### Work instructions:
Please repeat exactly the lines below from the one containing "saros_i_wrong_toolbar_color" down to the one containing "import javax.swing.JToolBar;", both included, and nothing else.

##### Data to process

PR #536, opened 2019-05-28
[FIX][I] #535 Use theme color for toolbar

### LINKED ISSUE #535: Toolbar color does not adjust to IDE theme
When changing the IDE theme, the color of the toolbar in the Saros view is not adjusted accordingly.
saros_i_wrong_toolbar_color

This issue is only present in IntelliJ IDEA 2019.1 and newer. With previous releases (tested in 2018.3.X), the color of the toolbar is adjusted correctly. This might be connected to the introduction of the improved theme engine with release 2019.1.

tobous:
Uses the theme colors provided by IntelliJ to set the foreground and
background color for the toolbar.

Fixes #535.

### DIFF
--- a/intellij/src/saros/intellij/ui/views/SarosToolbar.java
+++ b/intellij/src/saros/intellij/ui/views/SarosToolbar.java
@@ -1,6 +1,7 @@
 package saros.intellij.ui.views;
 
 import com.intellij.openapi.project.Project;
+import com.intellij.ui.JBColor;
 import java.awt.FlowLayout;
 import javax.swing.JToolBar;
 import org.jetbrains.annotations.NotNull;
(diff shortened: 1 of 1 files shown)


srossbach:
Can you explain why you have to set the color manually. Looking at the issue entry and your provided picture every other UI widget fits the selected theme without any modifications.

tobous:
@srossbach No, I can't. I have no idea why this component behaves differently.

I first thought that maybe the color was set manually somewhere, but I couldn't find anything. Also, it is highly unlikely that this is the issue anyways because, as mentioned in the issue description, this issue only appeared after updating to IntelliJ IDEA 2019.1.

I was just having a short look at the available methods for JToolBar objects and the [JetBrains doc for the IntelliJ themes](https://www.jetbrains.org/intellij/sdk/docs/reference_guide/ui_themes/themes_metadata.html) and wanted to try out fixing it by setting the colors directly. It seems to work fine and also updates correctly when the theme is changed during runtime.

In general, it would be nicer to use the default button bar for IntelliJ plugin toolwindows instead of including a separate toolbar in our view, but I haven't figured out how to implement this yet (and couldn't find a documentation for this). This change would make this issue obsolete.

srossbach:
Could you just add a comment into the code that this is done this way because there is some unknown issue ?

tobous:
@srossbach done.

##########

### Completed exercise:
saros_i_wrong_toolbar_color

This issue is only present in IntelliJ IDEA 2019.1 and newer. With previous releases (tested in 2018.3.X), the color of the toolbar is adjusted correctly. This might be connected to the introduction of the improved theme engine with release 2019.1.

tobous:
Uses the theme colors provided by IntelliJ to set the foreground and
background color for the toolbar.

Fixes #535.

### DIFF
--- a/intellij/src/saros/intellij/ui/views/SarosToolbar.java
+++ b/intellij/src/saros/intellij/ui/views/SarosToolbar.java
@@ -1,6 +1,7 @@
 package saros.intellij.ui.views;
 
 import com.intellij.openapi.project.Project;
+import com.intellij.ui.JBColor;
 import java.awt.FlowLayout;
 import javax.swing.JToolBar;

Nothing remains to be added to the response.